After getting approval by the National Development and Reform Commission in 2005, Shougang initiated its relocation program, the largest industrial relocation in China since the 1960s.

Beijing municipal government formed a unit to oversee the shutdown. It took more than two years to bring operations completely to a halt, said Li Yan, chief of Shougang's production department in charge of the halting program.

The production line at the Shijingshan plant permanently ceased to function at 1:36 p.m. on Dec. 21, 2010 after the last roll of steel wires was churned out, signalling the end of air pollution that Shougang had brought to Beijing, Li said.

"Shougang has been trying hard to cut pollution from steelmaking and protect environment since 2005. In this regard, we have invested 220 million yuan (about 33.3 million U.S. dollars) in 36 projects," said Tang Danping with Shougang's environment protection department.

Authorities in Beijing are now working to transform Shijingshan into a "Central Recreation District."

"Few people were willing to live in Shijingshan several years ago. But now, the relocation of Shougang and improvement of environment are turning the district into a comfortable place to live," local resident Zhang Yuguang said.

"The housing prices have doubled in two years," he added.

NEW PLANT WITH LOW RESOURCES CONSUMPTION

As the old Shougang workshops are being developed into a base of culture and creative industries, showcasing topics such as a museum of steelmaking history, alongside a center of modern logistics, new Shougang plant infrastructure have emerged at Caofeidian, which falls under jurisdiction of Tangshan City, Hebei Province.

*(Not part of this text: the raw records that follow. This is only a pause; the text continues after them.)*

PR #7725, opened 2017-09-18
New package: megacmd-3.2.0

jbgg:


jbgg:
I already fixed this problem: https://travis-ci.org/voidlinux/void-packages/jobs/272788281#L2137

srcpkgs/megacmd/template
```diff
@@ -0,0 +1,25 @@
...
+hostmakedepends="base-devel autogen doxygen"
+makedepends="libcurl-devel c-ares-devel libressl-devel crypto++-devel zlib-devel sqlite-devel freeimage-devel readline-devel libsodium-devel pcre-devel pcre2-devel libuv-devel fuse-devel"
+depends="pcre pcre2 libpcrecpp"
+short_desc="The official client for cloud service mega.nz"
+maintainer="jbgg <jbosco.gg@gmail.com>"
+license="2-clause-BSD"
+homepage="https://mega.nz"
+distfiles="https://github.com/meganz/sdk/archive/v${version}.tar.gz"
+checksum=4f4b607caa80fc7a91ba1cbb882b1c9b903d9b67b59db47fb7ec821e33de29f3
+only_for_archs="x86_64 i686 armv7hf"
```
Johnnynator: If it doesn't build on certain platforms then specify them as broken. The Musl builds can be fixed by including string.h where needed.

Vaelatern: Agreed. This list seems sparse, lacks armv6hf... and that's just an indicator that the line is wrong to begin with. Look up examples of marking musl builds as broken, or just patch to include string.h where needed.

"The relocation does not mean that we simply move pollution out of Beijing, but that we are building a new, hi-tech plant with lower resources consumption, less pollution and good economic returns," Shougang's board chairman Zhu Jimin said.

Construction on the new plant, known as Shougang Jingtang, began in March 2007. The new plant began production in August 2008. By the end of 2010, Shougang Jingtang had reported an annual output capacity of 9.7 million tonnes of iron.

The massive relocation project also involves a new cold rolling plant in Shunyi, a suburban district in Beijing's northeast, and another smaller steelmaking plant in Qian'an, a small city in Tangshan.